Updated: Jun 26, 2018

We're counting down to this year's dig and hoping that lots of people will come out to visit the site during the season. We're going to have special events and Living History re-enactors on site (thanks to a grant from the Heritage Lottery Fund), and I got to thinking that it might be fun to have a wander down the shore and see how hard it would be for Neolithic people to find basic raw materials. It turned out to be fairly simple, at least down at Warebeth beach near Stromness, and in the space of a couple of hours I'd amassed quite a little collection of suitable hammer stones, possible saddle querns, quern rubbers and even a ready made pot lid:

Ready to use saddle querns, rubbers and hammerstones
Ready to use saddle querns, rubbers and hammerstones

Next up - try & make a few Skaill knives - a single-use basic scraper named after the Bay of Skaill where they were first recorded during the 19th century excavation at Skara Brae.
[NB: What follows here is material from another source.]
PR #907, opened 2024-08-28
Tighten the check for expired sandbox config map

cchen-vertica:
There is an ND error during the online upgrade. After a successful sandboxing, the config map is deleted by the sandbox controller which is not desired. There is a delay for sandbox controller to get the latest sandbox status. I made the expired sandbox check more strict in this PR. You can download the error logs from Jira VER-96105.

George Petrie worked out that they were made by taking a suitable flagstone cobble and wapping it really hard on the rocky ground, hence breaking off a big flake that could be used as a scraper type tool. These are everywhere on Neolithic sites - V G Childe says that in his excavation at Skara Brae they stopped saving them as they were so numerous. It's harder than it looks, but I did get a fair few in the end:

Home made Skaill knives
Home made Skaill knives

The trick is getting just the right thickness of flag cobble - too thick & it doesn't break at all or just shatters & sprays you with shrapnel.

Flint is rather harder to manage in Orkney - there is some along the eastern side of Orkney, embedded in the boulder clay by ice sheets dragging it in from offshore deposits, but you have to spend ages scouring the shore for it. I cheated and went out to the Point of Ness where a ship called the Herald ran ashore in 1847 and there's a load of flint ballast on the beach. I got this little lot in a couple of hours but it took me three trips with a rucksack and a whole bag of custard doughnuts to get it back to the Landy:

Flint haul being inspected by the quality control collie
Flint haul being inspected by Patch the quality control collie

Some lovely big nodules there and I'd like to tell you that I spent several days industriously knapping and this was the end result:

Flint knapping examples
All knapped by my own fair hand...honest!

But I'd be lying - I got this little lot cheap as slight seconds on Ebay - maybe I'll learn to knap next winter - or should that be take extended naps?